Texas officials found 50 cases of groundwater contamination in 2015 by Mike Soraghan, September 6, 2016, E & E News
Russell Ray called Texas officials last year because he suspected the oil and gas wells surrounding his home in Lubbock made his drinking water salty and left it full of what he called “crud.”
His was one of 50 cases of groundwater contamination from oil and gas operations documented in 2015 by the Texas Railroad Commission, the agency that oversees oil and gas in the state.
Overall, the state is dealing with 570 cases of groundwater contamination from oil and gas operations, according to the 2015 “Joint Groundwater Monitoring and Contamination Report,” released last week by the Texas Groundwater Protection Committee. The report compiles cases from several state agencies.
The 50 new oil field cases in 2015 represent a slight increase over 48 the year before but are down substantially from 72 in 2013, at the height of the boom.
Groundwater contamination has been cited as one of the chief risks of the country’s oil and gas boom, driven by advances in hydraulic fracturing. The oil and gas industry and state officials who regulate it have consistently said there are few cases of groundwater contamination from fracking, if any. [In Alberta in 2006, when Ernst went public with her contaminated water and Encana breaking the law fracturing her community’s drinking water aquifers, companies, politicians, synergy groups and regulators loudly and proudly announced that the oil and gas industry had never contaminated groundwater anywhere!]
But there are many ways oil and gas production can affect groundwater, beyond fracking. Pipelines break, faulty well construction allows “stray” gas to rise into aquifers, and surface spills release salts and chemicals that seep underground.
Fracking is a relatively brief part of well construction in which chemical-laced water and sand are injected down the hole at high pressure to crack open rock and release oil or gas.
U.S. EPA released a draft study last year saying there aren’t “widespread, systemic” problems for drinking water from fracking.
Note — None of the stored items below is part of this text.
PR #4690, opened 2024-08-22
Corrected Experience Generation Logic and Refined Campaign Options GUI

IllianiCBT:
Fixed bug in experience level generation that caused rolls of 2 to result in Ultra-Green personnel.

Replaced direct value checks with a clamped switch case for experience level generation.

Streamlined the campaign options pane by removing unused skill levels and updating labels for clarity.

### DIFF
--- a/MekHQ/src/mekhq/Utilities.java
+++ b/MekHQ/src/mekhq/Utilities.java
@@ -19,30 +19,10 @@
  */
 package mekhq;
 
-import java.awt.Graphics2D;
-import java.awt.Image;
-import java.awt.image.BufferedImage;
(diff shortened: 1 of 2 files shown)


Sleet01 (approved):
LGTM

Thom293:
Sorry - just downloaded the nightly to test.  Does this make substantive changes or are these cosmetic?  Looks like lot of campaign options stuff.  If it needs testing I can wait for the artifact build and redownload...

IllianiCBT:
The only non-cosmetic change is that a roll of a 2 on the table to determine starting Experience Level will generate Green personnel, not Ultra-Green to match TW.

PR #4691, opened 2024-08-22
Revised CamOps Reputation Derived AtB Modifier, Renamed `getUnitRatingMod` Method

IllianiCBT:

The agency’s science advisers have criticized that conclusion as vague and unsupported by the research (EnergyWire, Aug. 12).
The spills occurred at oil and gas wells, waste disposal sites, and gas plants and along pipelines, according to the list of contamination sites.
The list does not include the site of a 2014 water well explosion in Palo Pinto County, where Texas Railroad Commission officials found thermogenic gas originating from the deep layers from which companies produce gas. The explosion injured a rancher, his father and his daughter (EnergyWire, June 1).
Cody Murray’s injuries after his methane contaminated water well exploded
State tracking systems differ
Other oil and gas states track groundwater contamination. But each does it in different ways.
Colorado spill records indicate that producers themselves reported groundwater contamination in 92 cases last year. The Pennsylvania Department of Environmental Protection, based on complaints from residents, confirmed 26 instances in 2015 in which oil and gas had damaged water supplies.
Critics of regulators in Pennsylvania, Texas and other states say there are many more cases of such contamination. They say state oil and gas officials ignore or miss signs of contamination and are too reluctant to blame operators for contamination.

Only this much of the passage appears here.